Local State (per neuron):

  • Current activation
  • Prediction error
  • Total confusion (error volatility)
  • Threshold value
  • Connection statistics

Reward Signal:

R_total = α * R_global + (1-α) * R_local - action_cost

R_global = Δ(task_accuracy)
R_local  = -|prediction_error| - β * |total_confusion|

Implementation Details

Vectorized PC Operations

For performance, PC computations use vectorized tensor operations:

# Forward pass (vectorized)
for layer_idx in range(1, num_layers):
    pre = self.layer_activations[layer_idx - 1]
    linear = self.linear_layers[layer_idx - 1]
    raw = linear(pre)
    self.layer_activations[layer_idx] = torch.sigmoid(raw)
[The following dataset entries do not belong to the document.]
PR #1202, opened 2024-04-04
Fix V2 map import bug affecting adding a legend

bfinzer:
[#187374319] Bug fix: Imported V2 maps have a problem when adding a legend

* In v2-map-importer.ts for point and polygon layers pull out the respective lat/long or polygon attribute IDs and assign them to the data configuration model for the layer
* v2MapImporter now properly imports visibility of grid, points and connecting lines. gridMultiplier is properly imported
* Also fixed a bug in MapPointLayer whereby if a map layer gets imported with points not visible, the toggle to make them visible was not working. The fix is to always call `refreshPoints` when point visibility becomes true. Though this was detected by importing from V2, it was also true of V3 restore.

### DIFF
--- a/v3/src/components/map/v2-map-importer.ts
+++ b/v3/src/components/map/v2-map-importer.ts
@@ -44,6 +44,7 @@ export function v2MapImporter({v2Component, v2Document, insertTile}: V2TileImpor
 */
       } = v2LayerModel,
       v3LegendType = v3TypeFromV2TypeIndex[legendAttributeType]
+    if (!data?.dataSet) return
 
     if (legendAttributeId) {
       _attributeDescriptions.legend = {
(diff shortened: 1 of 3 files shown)


v3/src/components/map/v2-map-importer.ts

# Weight update (vectorized Hebbian)
delta_W = lr * E_post.T @ A_pre
linear.weight.data += delta_W

PPO with Centralized Critic

  • Shared Actor: All agents use same policy network
  • Centralized Critic: Takes global network state
  • GAE: Generalized Advantage Estimation for stable updates
# Collect rollout
for step in range(steps_per_agent):
    local_states = network.get_rl_agent_states()
    global_state = network.get_global_state_for_critic()
    
    actions, log_probs = actor.select_actions(local_states)
    values = critic(global_state)
    
    network.apply_rl_actions(actions)
    network.run_pc_epoch()
    
    rewards = calculate_rewards(network, actions)
    buffer.store(local_states, global_state, actions, 
                 log_probs, rewards, values)

Project Structure

PCPPO/
├── pc_core/
│   ├── neuron.py        # Neuron metadata classes
│   └── network.py       # Vectorized PC network
├── pcppo_marl/
│   ├── pcn_models.py    # PC-based Actor/Critic
│   ├── ppo_core.py      # PPO loss functions
│   ├── experience_buffer.py
│   ├── agent_manager.py
│   └── marl_trainer.py  # Main training loop
├── tasks/
│   └── mnist_loader.py  # MNIST for evaluation
├── utils/
│   ├── config_parser.py
│   ├── logger.py        # TensorBoard + W&B
│   └── visualization.py
├── main.py
└── config.yaml

Current Status & Roadmap

Implemented ✅

  • Vectorized PC network with nn.Linear layers
  • MARL training loop with PPO
  • Shared actor, centralized critic
  • Experience buffer with GAE
  • Comprehensive logging (TensorBoard, W&B)

In Progress 🔄

  • Tier 1: Actual structural plasticity (add/prune via weight masks)
  • Tier 2: Module-level agents (reduce variance)
  • Tier 2: Counterfactual reward calculation

Future Work 📋

  • Connectivity-aware agent observations
  • Curriculum scheduling for PC epochs
  • Multi-task evaluation

What I Learned

  • Predictive Coding Theory: Deep dive into free energy principle and hierarchical processing
  • MARL Challenges: Credit assignment in multi-agent systems
  • Vectorization: Balancing individual agent semantics with batch efficiency
  • Research Engineering: Managing complex experimental configurations
  • Novel Algorithm Design: Combining ideas from different fields

Key Insight

Traditional ML uses global optimization. This PC-MARL approach shows that intelligent structure might emerge from purely local learning rules, where each neuron simply tries to minimize its prediction error while occasionally restructuring its connections.

This is more biologically plausible and potentially more robust to distribution shift.